[Opening Task input section]

PR #3638, opened 2025-10-03
Call `add_da_committee` on upgrade decide

ss-es:
Adds a new `add_da_committee` method to `Membership`, and calls it when an upgrade is decided, and on consensus startup.

The method will be implemented in a separate PR.


crates/hotshot/hotshot/src/lib.rs
```diff
@@ -282,13 +282,29 @@ impl<TYPES: NodeType, I: NodeImplementation<TYPES>, V: Versions> SystemContext<T
...
+        };
+
         debug!("Setting DRB difficulty selector in membership");
         let drb_difficulty_selector = drb_difficulty_selector(upgrade_lock.clone(), &config);
 
         membership_coordinator
             .set_drb_difficulty_selector(drb_difficulty_selector)
             .await;
 
+        for da_committee in &config.da_committees {
```
pls148, line 298: should we also add logic to insert the known_da_nodes for cases where we aren't yet at a version that supports dynamic committees / there is no da_committee with version at our current version?

ss-es: I don't think so -- the logic in the sequencer's `Membership` implementation should select `known_da_nodes` when we have nothing in `da_committees`

pls148: ah i missed the unwrap_or there, looks good then

PR #3639, opened 2025-10-03
feat: concurrent txns, better output

sveitser:
- allow broadcasting txns without awaiting
- output events
- check for events in tests
- add test to inspect output manually
- output to stdout/stderr consistently
- always use tracing if RUST_LOG_FORMAT=json

### DIFF
--- a/staking-cli/src/demo.rs
+++ b/staking-cli/src/demo.rs
@@ -7,12 +7,13 @@ use alloy::{
         Address, U256,
     },
     providers::{Provider, ProviderBuilder, WalletProvider},
-    rpc::types::TransactionRequest,
+    rpc::types::{TransactionReceipt, TransactionRequest},
     signers::local::PrivateKeySigner,
 };
 use anyhow::Result;
 use clap::ValueEnum;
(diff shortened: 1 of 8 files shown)


staking-cli/src/demo.rs
```diff
@@ -1,36 +1,72 @@
...
+pub enum CreateTransactionsError {
+    #[error(
+        "insufficient ESP balance: have {have} ESP, need {need} ESP to fund {delegators} \
+         delegators"
+    )]
+    InsufficientEsp {
+        have: String,
+        need: String,
+        delegators: usize,
+    },
```
rob-maron, line 50: Love these

staking-cli/tests/cli.rs
```diff
@@ -129,7 +129,8 @@ async fn test_cli_register_validator(
                 .arg("--commission")
                 .arg("12.34")
                 .assert()
-                .success();
+                .success()
+                .stdout(str::contains("ValidatorRegistered"));
```
rob-maron, line 133: Nice, I like these tests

[Closing Task input section]

Task instructions » All entries must be repeated verbatim.

Finished exercise »
PR #3638, opened 2025-10-03
Call `add_da_committee` on upgrade decide

ss-es:
Adds a new `add_da_committee` method to `Membership`, and calls it when an upgrade is decided, and on consensus startup.

The method will be implemented in a separate PR.


crates/hotshot/hotshot/src/lib.rs
```diff
@@ -282,13 +282,29 @@ impl<TYPES: NodeType, I: NodeImplementation<TYPES>, V: Versions> SystemContext<T
...
+        };
+
         debug!("Setting DRB difficulty selector in membership");
         let drb_difficulty_selector = drb_difficulty_selector(upgrade_lock.clone(), &config);
 
         membership_coordinator
             .set_drb_difficulty_selector(drb_difficulty_selector)
             .await;
 
+        for da_committee in &config.da_committees {
```
pls148, line 298: should we also add logic to insert the known_da_nodes for cases where we aren't yet at a version that supports dynamic committees / there is no da_committee with version at our current version?

ss-es: I don't think so -- the logic in the sequencer's `Membership` implementation should select `known_da_nodes` when we have nothing in `da_committees`

pls148: ah i missed the unwrap_or there, looks good then

PR #3639, opened 2025-10-03
feat: concurrent txns, better output

sveitser:
- allow broadcasting txns without awaiting
- output events
- check for events in tests
- add test to inspect output manually
- output to stdout/stderr consistently
- always use tracing if RUST_LOG_FORMAT=json

### DIFF
--- a/staking-cli/src/demo.rs
+++ b/staking-cli/src/demo.rs
@@ -7,12 +7,13 @@ use alloy::{
         Address, U256,
     },
     providers::{Provider, ProviderBuilder, WalletProvider},
-    rpc::types::TransactionRequest,
+    rpc::types::{TransactionReceipt, TransactionRequest},
     signers::local::PrivateKeySigner,
 };
 use anyhow::Result;
 use clap::ValueEnum;
(diff shortened: 1 of 8 files shown)


staking-cli/src/demo.rs
```diff
@@ -1,36 +1,72 @@
...
+pub enum CreateTransactionsError {
+    #[error(
+        "insufficient ESP balance: have {have} ESP, need {need} ESP to fund {delegators} \
+         delegators"
+    )]
+    InsufficientEsp {
+        have: String,
+        need: String,
+        delegators: usize,
+    },
```
rob-maron, line 50: Love these

staking-cli/tests/cli.rs
```diff
@@ -129,7 +129,8 @@ async fn test_cli_register_validator(
                 .arg("--commission")
                 .arg("12.34")
                 .assert()
-                .success();
+                .success()
+                .stdout(str::contains("ValidatorRegistered"));
```
rob-maron, line 133: Nice, I like these tests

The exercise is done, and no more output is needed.